つまり、「戦略 → 設計 → チーム」が一貫した フロー指向の社会技術システム(socio-technical systems) を形成します。
🌊 ステップ1:変化の流れ(Flow of Change)を可視化する
1. 変化のストリームを特定する
- 組織における“変化の流れ”=価値提供と変更が実際に流れるルート。
- Wardley Map で特定した ユーザーニーズ は、顧客主導のストリーム(activity-based / task-based)の出発点になります。
- 「どこで顧客価値が生まれ、どこでボトルネックが発生しているか」を地図で把握。
2. フローを評価する
- バリューチェーン の依存関係をたどり、 「変更がどのチーム・システムを経由して伝播するか」を明らかにする。
- フローを妨げる要素(手戻り、待機時間、承認プロセスなど)を洗い出す。
3. 依存関係と制約の管理
- システムは要素の集合ではなく相互作用の産物。
- コンテキストマップ(DDD) で、境界間の関係や変更結合(Change Coupling)を可視化。

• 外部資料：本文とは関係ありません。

PR #2119, opened 2023-12-24
[Fix] Add Required Dupe Imports

Rixxan:
Fixes a bug introduced in 724dd2ce6af07c8be10a4a7eabb72b91d2d2fe2d

These imports are indeed duplicates, however, they are required for the "an instance of EDMC is already running" popup to function as intended.


C1701D (approved):
LGTM, still doesn't work if no journal files exist, working as intended.

PR #2139, opened 2024-01-04
[635] Remove Ordered Dict

### LINKED ISSUE #635: Remove collections.OrderedDict spam
For 90% of the uses, OrderedDict was used to preserve insertion order. In those cases for python3.7+ the builtin dict type does this for us.

Rixxan:
# Description
Before Python 3.7, Dictionaries did not maintain their order by default. However, in the modern age of Python, Dictionaries do maintain their order and this import and complication is largely unnecessary. This removes all orderedicts from the project. 

This is technically a 3.11 milestone task, however can be done as a drop-in replacement patch in the 5.10.x line.

## Type of change
- Old Code Rewrite

Closes #635

### DIFF
--- a/companion.py
+++ b/companion.py
@@ -28,7 +28,7 @@ import urllib.parse
 import webbrowser
 from email.utils import parsedate
 from queue import Queue
-from typing import TYPE_CHECKING, Any, Mapping, OrderedDict, TypeVar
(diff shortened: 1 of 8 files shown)


C1701D (approved):
One comment that may no longer be needed, rest looks good.

PR #2142, opened 2024-01-04
[2127] Cleanup Wix and Manifest Files

### LINKED ISSUE #2127: Remove Old Wix Files
**Describe the enhancement**

Remove files which are no longer in use by EDMC and are holdovers from the prior Wix build system

Since the handover to Inno Installer from the custom-rolled Wix setup, a number of files are still included but abandoned in place and are no longer required or used anywhere in the program. Where practical, we should remove these files and no longer bundle them.

Rixxan:
# Description
Since the handover to Inno Setup from Wix, some files are no longer called by anything and can be safely removed. Additionally, in the interests of cleanup, some files can be moved from top level to a resources folder. As these files are not actually included in the program (only called buy the installer) it's safe to move these files. Also moves the .xcf (basically the image template file) to resources to not clutter up top level.

Finally, add the icon to the EDMC.exe file. Because everyone deserves to look nice. 

## Type of change
- Cleanup

Closes #2127


C1701D (approved):
LGTM

PR #2144, opened 2024-01-14
Enhancement/662/edsm rate limit

### LINKED ISSUE #662: [Paranoia] Make EDSM plugin aware of any API limits
I don't *think* the player API on EDSM actually implements rate limiting.

Presumably if Anthor ever did it would be the same 'leaky bucket' he uses on the non-player endpoints.

So, out of paranoia, let's make the EDSM plugin aware of those headers and do *something* about them, even if it's only log if the bucket gets near empty.

i.e. on the systems API:

```
curl --verbose 'https://www.edsm.net/api-v1/systems?systemName=Sol'
...
< x-rate-limit-limit: 360
< x-rate-limit-remaining: 359
< x-rate-limit-reset: 10
...
```

Rixxan:
# Description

- 制約理論(Theory of Constraints) を使い、 ボトルネックを継続的に特定・除去することで全体最適化を図る。
🧠 ステップ2:チーム構造と認知負荷を最適化する
1. チーム所有境界の特定
- DDDの 境界づけられたコンテキスト(Bounded Context) は、 ストリームアラインドチーム(Stream-aligned Team) の自然な所有境界になりやすい。
- 原則:「1つの境界コンテキストは1つのチームが所有する。」
2. 小規模チームでのフロー
- TTでは 5〜9人規模の小チーム を推奨(ダンバー数の観点から)。
- 小さなチームは信頼関係を築きやすく、調整コストが低いため、 変更フローのスループットが向上 します。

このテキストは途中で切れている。